The end result is my rolodex is one of my strengths. I know who to call for a
wide variety of challenges, or I know someone who knows. I don't like more
than two hops. If I wait until I _need_ anything, I'm late.

------
sjtgraham
'Artists want to be original… They don't want to be asked to design "rip-
off's" of other people's work. Artists can be easily offended if asked to
"improve" upon someone else's work.'

It would be hard for me to hire someone like this. If one wants to work, a
client's requirements supplant everything. If one is difficult, one is
unlikely to be hired again, and word of it will circulate too.

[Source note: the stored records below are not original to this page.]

PR #343, opened 2022-12-14
Fix parameter access from solution

ValentinKaisermayer:


ChrisRackauckas:
Needs tests

ValentinKaisermayer:
I think all of the solution interfaces need a refactor there is so much code duplication, that it makes it really hard to maintain.

ChrisRackauckas:
It is undergoing a heavy refactor right now in the generalization via SymbolicIndexingInterface.jl (https://github.com/SciML/SciMLBase.jl/pull/342). We should finish the generalization and test it all downstream well before starting the refactor. One of the things that will need a heavy refactor is the plot recipes. But yes, now that things can hold and query systems, all of that should only use the SymbolicIndexingInterface.jl functions and the fallbacks should be deprecated.

test/downstream/Manifest.toml
```diff
@@ -0,0 +1,1434 @@
+# This file is machine-generated - editing it directly is not advised
```
ChrisRackauckas, line 1: no manifest

ValentinKaisermayer: ups, sry

PR #346, opened 2022-12-20
Correct batch signature for scalar  f in or out

ArnoStrouwen:


src/problems/basic_problems.jl
```diff
@@ -310,27 +310,35 @@ Integral problems are multi-dimensional integrals defined as:
...
 whose geometry matches the space being integrated.
+This space is bounded by the lowerbound `lb` and upperbound `ub`,
+which are `Number`s or `AbstractVector`s with the same geometry as `u`.
 
 ## Problem Type
 
 ### Constructors
 
-IntegralProblem{iip}(f,lb,ub,p=NullParameters();
+IntegralProblem(f,lb,ub,p=NullParameters();
```
ChrisRackauckas, line 322: why this change?

ChrisRackauckas, line 322:
```suggestion
IntegralProblem{iip}(f,lb,ub,p=NullParameters();
```

ArnoStrouwen: Well there was already a sentence:
> Additionally, we can supply iip like IntegralProblem{iip}(...) as true or false to declare at
> compile time whether the integrator function is in-place.

PR #1036, opened 2025-05-26
Accumulation for ODEProblem

DhairyaLGandhi:
## Checklist

## Additional context

Sister PR for https://github.com/FluxML/Zygote.jl/pull/1574 which would have much narrower dispatch for `getfield`.

### DIFF
--- a/ext/SciMLBaseZygoteExt.jl
+++ b/ext/SciMLBaseZygoteExt.jl
@@ -304,14 +304,8 @@ end
   val = getfield(x, f)
   function back(Δ)
     Zygote.accum_param(__context__, val, Δ) === nothing && return
-    if isimmutable(x)
-      dx = (; Zygote.nt_nothing(x)..., pair(Val(f), Δ, x)...)
-      (_project(x, dx), nothing)
-    else
-      dx = Zygote.grad_mut(__context__, x)
-      dx[] = (; dx[]..., pair(Val(f), Zygote.accum(getfield(dx[], f), Δ))...)
-      return (dx[],nothing)
-    end
+    dx = (; Zygote.nt_nothing(x)..., pair(Val(f), Δ, x)...)
+    (_project(x, dx), nothing)
   end
   Zygote.unwrap(val), back
 end


ext/SciMLBaseZygoteExt.jl
```diff
@@ -299,4 +300,23 @@ end
...
+    # error()
+    Zygote.accum_param(__context__, val, Δ) === nothing && return
+    if isimmutable(x)
+      error()
+      dx = (; Zygote.nt_nothing(x)..., pair(Val(f), Δ, x)...)
+      (_project(x, dx), nothing)
+    else
+      dx = Zygote.grad_mut(__context__, x)
+      dx[] = (; dx[]..., pair(Val(f), Zygote.accum(getfield(dx[], f), Δ))...)
+      return (dx,nothing)
```
AayushSabharwal, line 315: What's the point of this block if the first line is `error()`?

ext/SciMLBaseZygoteExt.jl
```diff
@@ -299,4 +300,23 @@ end
...
+    end
+  end
+  Zygote.unwrap(val), back
+end
+Zygote.accum(::Tuple{}, ::NamedTuple{}) = ()
```
AayushSabharwal, line 320: Isn't this type piracy?

src/initialization.jl
```diff
@@ -258,50 +258,58 @@ function get_initial_values(prob, valp, f, alg::OverrideInit,
...
-            SciMLBase.successful_retcode(nlsol) && normresid <= abstol
-        else
-            SciMLBase.successful_retcode(nlsol)
-        end
-    end
-
+    nlsol2 = prob.f.initialization_data.initializeprob
     if initdata.initializeprobmap !== nothing
-        u0 = initdata.initializeprobmap(choose_branch(nlsol))
+        u02 = initdata.initializeprobmap(nlsol2)
```
AayushSabharwal, line 265: This doesn't make sense - we solve initialization, but calculate the new `u0` from the unsolved problem?

AayushSabharwal (changes requested):

ext/SciMLBaseZygoteExt.jl
DhairyaLGandhi: Removed in [a03bb02](https://github.com/SciML/SciMLBase.jl/pull/1036/commits/a03bb02cc059c88aa27f04aafe6fa00893888585)

ext/SciMLBaseZygoteExt.jl
ChrisRackauckas: It is 😅

DhairyaLGandhi: https://github.com/FluxML/Zygote.jl/pull/1574 is definitely the safer bet.

Why are problem types `mutable`? Do they need to be?

PR #1055, opened 2025-06-11
Update observables + AD tests with MTK v10

DhairyaLGandhi:
## Checklist

## Additional context

There seem to be some variable map changes in latest MTK, so updating tests to reflect that.


test/downstream/observables_autodiff.jl
```diff
@@ -33,15 +33,15 @@ sol = solve(prob, Tsit5())
...
     du = [du_ for _ in sol.u]
     @test du == gs.u
 
     # Observable in a vector
     gs, = gradient(sol) do sol
         sum(sum.(sol[[sys.w, sys.x]]))
     end
-    du_ = [0.0, 1.0, 1.0, 2.0]
+    du_ = [1.0, 1.0, 2.0, 0.0]
     du = [du_ for _ in sol.u]
```
ChrisRackauckas, line 45:
```suggestion
    du = [du_ for _ in sol.u]
```

Just make this correct instead.

ChrisRackauckas:
```
    du_ = [1.0, 1.0, 1.0, 0.0]
    du = [du_ for _ in sol[[D(x), x, y, z]]]
```

the order of this is not based on the tunable order, it's based on the sort order of `u`. That's why it broke. I am saying if you fix the order by checking it symbolically, then you should change the `du_` being tested to the order of the symbolic index.

DhairyaLGandhi:
There seems to be a new failure in SciMLSensitivity/Core1 that I haven't seen earlier. But that is independent of this PR, since this only touches different files, from a different test set

DhairyaLGandhi:
@ChrisRackauckas `solution_interface.jl` and `modelingtoolkit_remake.jl` seem to have non AD related changes, so I was curious if there were any missing changes in this PR that you had in mind.

PR #1074, opened 2025-07-26
fix: fix type-instability of `get_root_indp`

AayushSabharwal:


test/runtests.jl
```diff
@@ -60,6 +60,9 @@ end
         @time @safetestset "Clocks" begin
             include("clock.jl")
         end
+        @time @safetestset "JET" begin
```
ChrisRackauckas, line 63: Needs to go into a QA session.

ChrisRackauckas (approved):

RomeoV:
Makes sense. Just noting that this currently stops trimming (or at least JET being happy), but I'm happy to just use this branch for now. If others are looking for an alternative dirty fix that also seems to work, I've had success by pirating `get_root_indp` like so:
```julia
import NonlinearSolve.SciMLBase.get_root_indp
NonlinearSolve.SciMLBase.get_root_indp(prob::NonlinearLeastSquaresProblem) = prob.p
```

AayushSabharwal:
I haven't found a way to test this in a way that actually reflects how it is used and works across Julia versions.

PR #1075, opened 2025-07-26
Update Downgrade.yml

ChrisRackauckas:


.github/workflows/Downgrade.yml
```diff
@@ -15,15 +15,20 @@ jobs:
...
+          version: ${{ matrix.julia-version }}
+      - uses: julia-actions/julia-downgrade-compat@v2
 #        if: ${{ matrix.version == '1.6' }}
         with:
           skip: Pkg,TOML
       - uses: julia-actions/julia-buildpkg@v1
       - uses: julia-actions/julia-runtest@v1
+        with:
+          FORCE_LATEST_COMPATIBLE_VERSION: false
+          CHECK_BOUNDS: false
```
ChrisRackauckas, line 33:
```suggestion
```

.github/workflows/Downgrade.yml
```diff
@@ -15,15 +15,19 @@ jobs:
...
-      - uses: julia-actions/julia-downgrade-compat@v1
+          version: ${{ matrix.julia-version }}
+      - uses: julia-actions/julia-downgrade-compat@v2
 #        if: ${{ matrix.version == '1.6' }}
         with:
           skip: Pkg,TOML
       - uses: julia-actions/julia-buildpkg@v1
       - uses: julia-actions/julia-runtest@v1
+        with:
+          FORCE_LATEST_COMPATIBLE_VERSION: false
```
ChrisRackauckas, line 32:
```suggestion
```

ChrisRackauckas:
@StefanKarpinski does the minimum resolver respect Julia version for the standard libraries?

StefanKarpinski:
It should

.github/workflows/Downgrade.yml
```diff
@@ -15,15 +15,18 @@ jobs:
     runs-on: ubuntu-latest
     strategy:
       matrix:
-        version: ['min']
+        downgrade_mode: ['alldeps']
+        julia-version: ['1.10', '1']
```
ChrisRackauckas, line 19:
```suggestion
        julia-version: ['1.10']
```

ChrisRackauckas:
It doesn't seem to prevent LinearAlgebra v1.10 on Julia v1.11 🤷 , but if we only use the downgrade CI on LTS it seems like that's a fine solution. Thanks @StefanKarpinski looks like it's fully in play now! 30 PRs to make.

Her own words sum it up. It's like she prefers to cathartically vent her
suppressed contempt for client work via blog posts, replete with egregiously
deployed scare quotes rather than make a living.

Vis-à-vis lack of communication with a client, I feel that it is the
designer's place as a professional to set communication expectations. Clients
are not nearly as familiar with the design process as a professional designer,
they are unaware of the creative process, and what is required/expected of
them. On the same token, if I'm paying for a designer's services I don't
expect to be holding hands all day.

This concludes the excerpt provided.